Hij overleed den 2den Julij 1850 aan de gevolgen van een val met zijn paard. Ongetwijfeld is Peel een der merkwaardigste mannen uit de nieuwste geschiedenis van Groot-Brittanje, en zijne staatkundige loopbaan vertegenwoordigt de omwenteling in gevoelens, die er in den tijd van 50 jaren heeft plaats gegrepen. Hij was bovenal een practisch man en verbond met eene ongemeene geschiktheid voor het beheer van zaken eene eenvoudige, maar overtuigende welsprekendheid. Zijne vaderlandsliefde geeft ons den sleutel tot de veranderingen, welke wij in zijn openbaar leven opmerken. Zelfs zijne hevigste vijanden hebben zijne eerlijkheid en goede trouw erkend, en vóór korten tijd is zijn standbeeld verrezen op het Parliamentsquare te Londen. Zijne „Gedenkschriften” en eene keurlezing uit zijne brieven (1856—1857, 2dln) zijn door Stanhope in het licht gezonden.

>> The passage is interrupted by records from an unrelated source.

PR #351, opened 2022-04-13
Add flag to allow configuration of ssh kex algos

aryan9600:
Adds a runtime flag to specify which key exchange algorithms to use for ssh.

Ref: https://github.com/fluxcd/flux2/issues/2610


pjbgf (approved):
@aryan9600 great addition!

LGTM

PR #362, opened 2022-05-12
git: Enable managed transport by default

pjbgf:
`GitManagedTransport` is a new feature gate that enables the use of Managed Transport. 
This replaces the previous `EXPERIMENTAL_GIT_TRANSPORT` environment variable that was
used for the same result. 

This is now an `opt-out` feature, which can be disabled by starting the
controller with the argument '--feature-gates=GitManagedTransport=false'.

---
This is part of a series of changes that happened on source-controller that needs to be synced with IAC.

### DIFF
--- a/go.mod
+++ b/go.mod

Jonathan Peel, een Engelsch krijgs- en staatsman en een broeder van den voorgaande. Hij werd geboren den 12den October 1792, trad in dienst, zag zich allengs bevorderd tot den rang van luitenant-kolonel, werd in 1826 lid van het Lagerhuis, was tijdens het tweede ministérie van zijn broeder inspecteur-generaal van het leger, in 1855 en 1856 met den rang van generaal-majoor lid der commissie, welke de misbruiken moest onderzoeken, b|j den Krim-oorlog aan den dag gekomen, en in 1858—1859 staatssecretaris van Oorlog in het ministérie Derby. Na het aftreden van laatstgenoemde werd hij luitenant-generaal, en toen in 1866 de conservatieven weder aan het bewind kwamen, belastte hij zich nogmaals met de portefeuille van Oorlog, doch nam in Maart 1867 zijn ontslag.

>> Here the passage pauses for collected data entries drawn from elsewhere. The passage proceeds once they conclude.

PR #368, opened 2022-05-26
Update dependencies

pjbgf:
Update dependencies:
- fluxcd/pkg/apis/meta v0.14.1
- fluxcd/pkg/runtime v0.16.1
- github.com/ProtonMail/go-crypto 0.0.0-20220517143526-88bb52951d5b
- github.com/fluxcd/pkg/gittestserver 0.5.4
- github.com/fluxcd/pkg/ssh 0.4.0
- github.com/google/go-containerregistry 0.9.0
- golang.org/x/crypto 0.0.0-20220525230936-793ad666bf5e
- sigs.k8s.io/kustomize/kyaml 0.13.7
- gopkg.in/yaml.v3 v3.0.0

And the GH actions.

Depends on #369

### DIFF
--- a/.github/workflows/build.yaml
+++ b/.github/workflows/build.yaml
@@ -13,13 +13,13 @@ jobs:
     runs-on: ubuntu-latest
     steps:
     - name: checkout
-      uses: actions/checkout@v2
+      uses: actions/checkout@v3
     - name: Setup Go
-      uses: actions/setup-go@v2
+      uses: actions/setup-go@v3
       with:
         go-version: 1.17.x
     - name: Restore go cache
-      uses: actions/cache@v1
+      uses: actions/cache@v3
       with:
         # the ff is mounted into the container as ~/go/pkg/mod
         path: /home/runner/work/_temp/_github_home/go/pkg/mod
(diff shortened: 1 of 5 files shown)


go.mod
```diff
@@ -6,33 +6,38 @@ replace github.com/fluxcd/image-automation-controller/api => ./api
...
+	k8s.io/api v0.24.0
+	k8s.io/apimachinery v0.24.0
+	k8s.io/client-go v0.24.0
+	k8s.io/kube-openapi v0.0.0-20220401212409-b28bf2818661
 	sigs.k8s.io/controller-runtime v0.11.2
-	sigs.k8s.io/kustomize/kyaml v0.13.6
+	sigs.k8s.io/kustomize/kyaml v0.13.7
 )
 
+require github.com/sosedoff/gitkit v0.3.0 // indirect
```
stefanprodan, line 34: Let's use fluxcd/gitkit

stefanprodan:
I think we should wait until we release SC so we can get rid of the gitkit replacement, we need to switch SC to `fluxcd/gitkit` first.

stefanprodan (approved):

Sir Robert Peel, een Britsch staatsman en een zoon van den voorlaatste. Hij werd geboren te Londen den 4den Mei 1822, betrad de diplomatieke loopbaan, werd attaché bij het Engelsch gezantschap te Madrid, in 1846 secretaris van legatie in Zwitserland, in 1850 lid van het Lagerhuis, waar hij zich bij de vrienden van Derby voegde, en bekleedde in 1855—1857 in het ministérie Palmerston de betrekking van lord der Admiraliteit. In 1857 werd hij wegens eene redevoering, die hij voor zijne kiezers gehouden had, door Palmerston ontslagen, en na dien tijd liet hij geene gelegenheid voorbijgaan om zich op dien staatsman te wreken. Niettemin aanvaardde hij in 1861, toen Palmerston een nieuw ministérie vormde, het hem aangeboden ambt van oppersecretaris voor de zaken van Ierland, doch legde in November 1865 die betrekking neder. Intusschen behoort hij nog altijd, inzonderheid omtrent Iersche aangelegenheden, tot de invloedrijkste leden van het Parlement.

Frederick Peel, een Britsch staatsman en een broeder van den voorgaande. Hij werd geboren te Londen den 26sten October 1823, studeerde in de regten, werd lid van het Lagerhuis, was van November 1861 tot Februarij 1855 onderstaatssecretaris voor Koloniën, voorts tot 1857 voor Oorlog, en van 1860—1865 één der secretarissen van Financiën.

William Peel, een verdienstelijk Britsch zeeman en een broeder van de beide voorgaanden. Hij werd geboren den 2den November 1824, nam in 1838 dienst bij de Marine, woonde het bombardement van Acre bij, toefde daarna in de Chinésche wateren, aan de Kaap de Goede Hoop en in den Indischen Oceaan, volbragt in 1849 eene reis naar Egypte, voerde toen bevel over een eskader in West-Indië en aan de kust van Noord-Amerika, was bij den aanvang van den Krim-oorlog als kommandant van het fregat „Diamond” in de Zwarte Zee, alsmede bij de matrozen-brigade vóór Sebastópol en werd bij het bestormen van deze vesting zwaar gewond. In 1857 werd hij naar China gezonden, doch kort daarna teruggeroepen naar Indië, om lord Elgin te ondersteunen bij het dempen van den opstand der Sepoys. In Maart 1858 werd hij bij Lucknau zwaar gewond, en overleed op den 27sten April daaraanvolgende. Hij schreef: „A ride through the Nubian desert (1852)”.